Independent candidate Robert F. Kennedy Jr. put a glaring spotlight on this weakness when he said in an interview that he supported “full-term” abortion. Amid blowback from the Trump campaign and many others, he walked it back, but not before Biden’s camp chimed in, “The president doesn’t support full-term abortions, as he’s made clear many times. He thinks Roe [v. Wade] got it right.”

The debate is a prime opportunity to clarify for voters: Got what right?

Team Biden knows “full-term” abortion is unpopular. Three-quarters of voters would limit abortion by 15 weeks of pregnancy, a point when babies feel pain, at the latest. Yet Biden won’t say what limits, if any, he actually does support. He rarely says the word “abortion” at all.

The media mostly let this artful dodgery slide, but Trump can expose Biden’s extremism and make it front-page news.

Many Americans, if they thought about Roe, thought it placed some kind of limit on abortion. Little did they realize the court also wrote a broad health exception that day that included “all factors — physical, emotional, psychological, familial, and the woman’s age.” Just like that, Roe allowed for painful second- and third-trimester abortions for any reason. To this day, the United States is one of eight countries — alongside China and Vietnam — with no federal limits at any point in pregnancy.

Even the abortion industry concedes most late-term abortions aren’t for medical reasons. One late-term abortionist in business for 50 years brazenly admits carrying out more than one abortion just because someone wanted a boy instead of a girl, or vice versa. In his view, every pregnancy is a health risk that justifies abortion — even as late as 22, 25, or 30 weeks.

Colleen McNicholas, chief medical officer for Planned Parenthood’s Missouri branch, testified to Congress in 2019 that her “practice includes [abortion] through the point of viability and … that could be at any point” or no point. In suburbs like College Park, Maryland, and Beverly Hills, California, abortion businesses continue seeking to open “all-trimester” facilities after Dobbs.

So what exactly does Biden think Roe “got right” — discriminatory sex-selection abortions? Partial-birth abortions (federally outlawed in 2003, but members of his cabinet ignore that)? Live dismemberment of babies old enough to undergo life-saving surgery in the womb and receive anesthesia for pain? How many weeks is too late? He never specifies. Neither does Harris, who had several chances in a network interview to name her specific limit and repeatedly declined.
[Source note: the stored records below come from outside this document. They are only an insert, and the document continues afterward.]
PR #1241, opened 2023-12-17
"Fun is Infinite at AGM" as MAP07

unithecutie:
MAP07's current track is currently way too short for the level, and this seems like a fitting replacement.


mc776 (approved):
Gave this a run in Chocolate, yeah it definitely fits this map.

~~Kinda circusy but the absolute 🤡🤡🤡 deaths I was getting this run were on point.~~

PR #1242, opened 2023-12-17
Change MAP07 name

unithecutie:
MAP07 looks almost nothing like a warehouse as of the map update. It also somewhat resembles an "AND" logic gate (blue key + red key = exit, 2 signals to output); hence the name.

Might not be a fitting name along with the rest of Cluster 1, but this is all I could think of. :P


mc776:
Was "Outer Storage Warehouse" even the original name of this map, or just the name of the previous Dead Simple-like?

If Biden were only trying to resurrect Roe, that would be bad enough. But it’s worse. Biden backs the so-called Women’s Health Protection Act (an Orwellian title) and urged Congress to “put it on my desk, so I can sign it into law.” This bill would overturn commonsense protections for babies and women in every state and force all-trimester abortion on the whole nation.

Even fellow Democrat Joe Manchin called him out: “They’re trying to make people believe that this is the same thing as codifying Roe v. Wade. And I want you to know, it’s not. This is not the same. It expands abortion.”
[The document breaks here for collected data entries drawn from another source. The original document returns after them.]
PR #1244, opened 2023-12-19
demos: correct readme.

mc776:
See #1243.

### DIFF
--- a/lumps/README.DEMO
+++ b/lumps/README.DEMO
@@ -23,7 +23,7 @@ DEMO4: E4M6 Cooperative by Xindage, Erick and Korp - v0.13.0
 Phase 2:
 DEMO1: MAP03 Singleplayer by mc776 - v0.13.0
 DEMO2: MAP10 Cooperative by Xindage and Korp - v0.13.0
-DEMO3: MAP22 Cooperative by Stratos - v0.13.0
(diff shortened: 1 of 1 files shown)


mc776:
But before this gets merged, though: would it be better to put both singleplayer demos at the start, to maximize the amount of time the player has to load a game?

Moreover, Biden and other pro-abortion Democrats like Nancy Pelosi have made clear that, upon taking complete control in Washington, they will destroy the Senate filibuster to impose their agenda. This is one of the longstanding checks and balances that allow the minority party to at least have a voice and not be trampled entirely. They’re that radical.

Kennedy may have had his eyes opened on the inhumane reality of late-term abortion in America. Let’s hope so. His latest evolution supports limits at viability, while his own running mate would prefer 15-18 weeks. But he is unlikely to qualify for the debate. Most likely, it will be Trump and Biden, mano a mano.
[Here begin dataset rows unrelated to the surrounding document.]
PR #1246, opened 2023-12-20
textures: add backwards DOOR3.

mc776:
For maps that do things that might actually give an impression of an ostensibly horzontal-moving door that can be viewed from either side, or a pair of double-doors at the entrance to a level.


Xindage:
Can we see how it looks?

mc776:
DOOM01
DOOM00

MerrittK:
Looks like a good idea.

unithecutie:
That looks quite nice. :)

Xindage:
that could be useful even for normal doors if the mapper want to make "lock" be on the same sides of the door by using some offsets.

selliott512 (approved):
I like it. 

I verified that `DOOR3L` is a mirror of `DOOR3`, and that the dimensions match.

One of the most powerful moves Trump can make is to hold Biden’s feet to the fire on where he draws the line on abortion (at any time up to and including the birth of the child) and contrast Biden’s position with support for a reasonable minimum standard with exceptions as he has in the past. Biden shouldn’t struggle to answer the question, “What are your exceptions?” — if indeed he has any.